En application de ces dispositions, la caisse sollicite la condamnation de la société [14] au paiement de la somme de 63.794,98 euros, montant du capital représentatif de la majoration de la rente.
Elle produit le tableau récapitulatif du décompte de cette majoration de rente.
La société [14] ne réplique pas sur ce point.
Il sera donc fait droit à la demande de la caisse.
Sur les dépens et l’article 700 du code de procédure civile
Partie perdante, la société [14] sera condamnée aux dépens d’appel et au paiement d’une somme de 2.500 euros au titre de l’article 700 du code de procédure civile.

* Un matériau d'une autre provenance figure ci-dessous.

PR #8836, opened 2025-09-20
Fix SFTConfig max_seq_length compatibility with newer TRL versions

### LINKED ISSUE #8762: [Bug] TypeError: SFTConfig.__init__() got an unexpected keyword argument 'max_seq_length'
### What happened?

I am trying to use the BootstrapFinetune optimizer using a local Gemma 3 via SGLang, by following the [tutorial](https://dspy.ai/tutorials/classification_finetuning/) on the DSPy website. Since I want to use Gemma 3, I need a recent version of transformers, so I do not pinpoint any version.

Looking at trl source code, it seems that the keyword `max_seq_length` in the SFTConfig class has been abandonned since the 0.16.0 version (last version is 0.22.2, which is the one installed in my case).

Is there any tutorial somewhere that has been recently tested ?

### Steps to reproduce

My current environment was built as presented below.
```shell
$ uv venv --python=3.11
$ uv pip install dspy
$ uv pip install "sglang[all]"
$ uv pip install transformers accelerate trl peft
```

### DSPy version

3.0.3

fsndzomga:
Fixes compatibility issue with TRL >= 0.16.0 where SFTConfig parameter changed from max_seq_length to max_length.

Added dynamic parameter detection to support both old and new TRL versions.

Fixes #8762

### DIFF
--- a/dspy/clients/lm_local.py
+++ b/dspy/clients/lm_local.py
@@ -253,25 +253,43 @@ def train_sft_locally(model_name, train_data, train_kwargs):
             task_type="CAUSAL_LM",
         )
 
-    sft_config = SFTConfig(
-        output_dir=train_kwargs["output_dir"],
-        num_train_epochs=train_kwargs["num_train_epochs"],
-        per_device_train_batch_size=train_kwargs["per_device_train_batch_size"],
-        gradient_accumulation_steps=train_kwargs["gradient_accumulation_steps"],
-        learning_rate=train_kwargs["learning_rate"],
-        max_grad_norm=2.0,  # note that the current SFTConfig default is 1.0
-        logging_steps=20,
-        warmup_ratio=0.03,
-        lr_scheduler_type="constant",
-        save_steps=10_000,
-        bf16=train_kwargs["bf16"],
-        max_seq_length=train_kwargs["max_seq_length"],
-        packing=train_kwargs["packing"],
-        dataset_kwargs={  # We need to pass dataset_kwargs because we are processing the dataset ourselves
+    # Handle compatibility between different TRL versions
+    # TRL >= 0.16.0 uses 'max_length' instead of 'max_seq_length' in SFTConfig
+    import inspect
+    sft_config_params = inspect.signature(SFTConfig.__init__).parameters
+    
+    # Build config parameters, handling the max_seq_length -> max_length change
+    config_kwargs = {
+        "output_dir": train_kwargs["output_dir"],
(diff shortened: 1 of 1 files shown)


dspy/clients/lm_local.py
```diff
@@ -253,25 +253,43 @@ def tokenize_function(example):
...
             "add_special_tokens": False,  # Special tokens handled by template
             "append_concat_token": False,  # No additional separator needed
         },
-    )
+    }
+
+    # Add the sequence length parameter using the appropriate name for the TRL version
+    if "max_seq_length" in sft_config_params:
+        # Older TRL versions (< 0.16.0)
+        config_kwargs["max_seq_length"] = train_kwargs["max_seq_length"]
```
chenmoneygithub, line 284: It's possible that the user is setting `max_length` instead of `max_seq_length`, then `max_length` will go nowhere. 

Instead of this silent transformation, can we raise an error on detecting mismatch between `train_kwargs` and `SFTConfig` on the name of max length?  The error can be something like "`max_seq_length` is replaced by `max_length` in trl>=0.16.0, but you set ... on trl={the_detected_version}"

chenmoneygithub (commented):
Thanks for the PR!

dspy/clients/lm_local.py
fsndzomga: Good point, thank you for the feedback. After thinking about this, I’ve come to the conclusion that it’s probably better to just let the code fail as it currently does, and let the user either install the correct version of trl or update the current implementation in DSPy to work only with the latest trl API and fail otherwise. In both cases, we should specify which version of trl is recommended and perhaps include a check for it. Otherwise it becomes a maintenance mess if trl API changes again in the future ?

goudtho: @fsndzomga - agree, we should probably update DSPy's SFTConfig to force `>=0.16.0` - as it stands, folks are forced to use `<=0.15.2` which surely isn't the right side of the fence.

fsndzomga: @goudtho Absolutely. If that’s something the core maintainers are open to, I’d be happy to do that.

dilarasoylu: @goudtho @fsndzomga thanks for this, forcing a newer version sounds good to me as well! @chenmoneygithub does this also sound reasonable to you? I think we can merge this PR afterwards.

chenmoneygithub: Yes, let's proceed with that, thank you!

PR #8837, opened 2025-09-21
[WIP] Arbor Interface Update

Ziems:
Hello! I've updated the interface for arbor to make it much more streamlined. No more needing to open a separate terminal!

@chenmoneygithub is there a better place to put this MultiGPUConfig?


okhat:
LGTM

Elle sera déboutée de sa demande au titre de l’article 700 du code de procédure civile.
PAR CES MOTIFS
La Cour, chambre sociale, statuant contradictoirement par mise à disposition de l’arrêt au greffe de la cour, après débats en audience publique et après en avoir délibéré,
Rejette l’exception d’irrecevabilité de la prétention au titre de la matérialité de l’accident soulevée par M. [R] [S],
Confirme le jugement rendu le 14 août 2024 par le tribunal judiciaire d’Épinal en ce qu’il a :
— dit que l’accident dont a été victime M. [S] le 24 juillet 2019 relève de la législation professionnelle,
— reconnu la faute inexcusable de la S.A.R.L. [15],
Y ajoutant
Condamne la S.A.R.L. [15] à payer à la [10] la somme de 63.794,98 euros, montant du capital représentatif de la majoration de la rente servie à M. [R] [S],
Condamne la S.A.R.L. [15] aux dépens d’appel,
Condamne la S.A.R.L. [15] à payer à M. [R] [S] une somme de 2.500 euros au titre de l’article 700 du code de procédure civile,
Déboute la S.A.R.L. [15] de sa demande au titre de l’article 700 du code de procédure civile,
Renvoie les parties devant le pôle social du tribunal judiciaire d’Épinal aux fins de poursuite de la procédure.
Ainsi prononcé par mise à disposition de l’arrêt au greffe de la cour, les parties en ayant été préalablement avisées dans les conditions prévues au deuxième alinéa de l’article 450 du code de procédure civile.
Et signé par Madame Corinne BOUC, Présidente de Chambre, et par Madame Laurène RIVORY, Greffier.